-- What the exercise asks --
Carry over every entry exactly as it appears in the records.

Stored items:

══════

PR #1538, opened 2017-10-22
Enforce parens in simple pattern match printing

rickyvetter:
This allows for simple pattern matches to be parsed, but will always print with the parens for more consistency with type constructors outside of pattern matches (and the rest of the new syntax).

### DIFF
--- a/formatTest/unit_tests/expected_output/variants.re
+++ b/formatTest/unit_tests/expected_output/variants.re
@@ -400,32 +400,36 @@ let rec atLeastOneFlushableChildAndNoWipNoPending =
   | [] => false
   | [hd, ...tl] =>
     switch hd {
-    | OpaqueGraph {lifecycle: Reconciled(_, [])} =>
+    | OpaqueGraph({lifecycle: Reconciled(_, [])}) =>
       atLeastOneFlushableChildAndNoWipNoPending(
         tl,
         atPriority
       )
-    | OpaqueGraph {
-        lifecycle:
-          ReconciledFlushable(
-            priority,
-            _,
-            _,
-            _,
-            _,
-            _
-          )
-      }
-    | OpaqueGraph {
-        lifecycle:
-          NeverReconciledFlushable(
-            priority,
-            _,
-            _,
-            _,
-            _
-          )
-      }
+    | OpaqueGraph(
+        {
+          lifecycle:
+            ReconciledFlushable(
+              priority,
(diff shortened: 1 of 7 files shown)


src/reason_pprint_ast.ml
```diff
@@ -2388,10 +2388,7 @@ let is_unit_pattern x = match x.ppat_desc with
   | _ -> false
 
 let is_direct_pattern x = x.ppat_attributes = [] && match x.ppat_desc with
-  | Ppat_array _ | Ppat_record _
-  | Ppat_construct ( {txt= Lident"()"}, None)
-  | Ppat_construct ( {txt= Lident"[]"}, None)
-  | Ppat_construct ( {txt= Lident"::"}, Some _) -> true
+  | Ppat_construct ( {txt= Lident"()"}, None) -> true
```
rickyvetter: @IwanKaramazow - you mentioned removing the two cases added in a214071eba5e6ba72946c1655dc63a650f2bf7f1, but I found that Ppat_array and Ppat_record also cause the same inconsistencies. This will print all of the above with parens, but still allow typing without.

formatTest/unit_tests/expected_output/variants.re
```diff
@@ -400,32 +400,36 @@ let rec atLeastOneFlushableChildAndNoWipNoPending =
...
+          lifecycle:
+            NeverReconciledFlushable(
+              priority,
+              _,
+              _,
+              _,
+              _
+            )
+        }
+      )
```
rickyvetter: Printing here could probably be improved in a number of ways. Would be worth testing something like:

```
| OG({
    ...
  })
```
and
```
| OG({
    ...
  }) when ...
```

This would consolidate extra lines and extra indentation.

src/reason_pprint_ast.ml
IwanKaramazow: totally forgot about arrays and records 😅

formatTest/unit_tests/expected_output/variants.re
IwanKaramazow: I'll take a look today.

chenglou: I'll merge this first then

chenglou:
Too much bikeshedding

chenglou:
Opened a follow-up task: #1540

══════

-- Solution --
PR #1538, opened 2017-10-22
Enforce parens in simple pattern match printing

rickyvetter:
This allows for simple pattern matches to be parsed, but will always print with the parens for more consistency with type constructors outside of pattern matches (and the rest of the new syntax).

### DIFF
--- a/formatTest/unit_tests/expected_output/variants.re
+++ b/formatTest/unit_tests/expected_output/variants.re
@@ -400,32 +400,36 @@ let rec atLeastOneFlushableChildAndNoWipNoPending =
   | [] => false
   | [hd, ...tl] =>
     switch hd {
-    | OpaqueGraph {lifecycle: Reconciled(_, [])} =>
+    | OpaqueGraph({lifecycle: Reconciled(_, [])}) =>
       atLeastOneFlushableChildAndNoWipNoPending(
         tl,
         atPriority
       )
-    | OpaqueGraph {
-        lifecycle:
-          ReconciledFlushable(
-            priority,
-            _,
-            _,
-            _,
-            _,
-            _
-          )
-      }
-    | OpaqueGraph {
-        lifecycle:
-          NeverReconciledFlushable(
-            priority,
-            _,
-            _,
-            _,
-            _
-          )
-      }
+    | OpaqueGraph(
+        {
+          lifecycle:
+            ReconciledFlushable(
+              priority,
(diff shortened: 1 of 7 files shown)


src/reason_pprint_ast.ml
```diff
@@ -2388,10 +2388,7 @@ let is_unit_pattern x = match x.ppat_desc with
   | _ -> false
 
 let is_direct_pattern x = x.ppat_attributes = [] && match x.ppat_desc with
-  | Ppat_array _ | Ppat_record _
-  | Ppat_construct ( {txt= Lident"()"}, None)
-  | Ppat_construct ( {txt= Lident"[]"}, None)
-  | Ppat_construct ( {txt= Lident"::"}, Some _) -> true
+  | Ppat_construct ( {txt= Lident"()"}, None) -> true
```
rickyvetter: @IwanKaramazow - you mentioned removing the two cases added in a214071eba5e6ba72946c1655dc63a650f2bf7f1, but I found that Ppat_array and Ppat_record also cause the same inconsistencies. This will print all of the above with parens, but still allow typing without.

formatTest/unit_tests/expected_output/variants.re
```diff
@@ -400,32 +400,36 @@ let rec atLeastOneFlushableChildAndNoWipNoPending =
...
+          lifecycle:
+            NeverReconciledFlushable(
+              priority,
+              _,
+              _,
+              _,
+              _
+            )
+        }
+      )
```
rickyvetter: Printing here could probably be improved in a number of ways. Would be worth testing something like:

```
| OG({
    ...
  })
```
and
```
| OG({
    ...
  }) when ...
```

This would consolidate extra lines and extra indentation.

src/reason_pprint_ast.ml
IwanKaramazow: totally forgot about arrays and records 😅

formatTest/unit_tests/expected_output/variants.re
IwanKaramazow: I'll take a look today.

chenglou: I'll merge this first then

chenglou:
Too much bikeshedding

chenglou:
Opened a follow-up task: #1540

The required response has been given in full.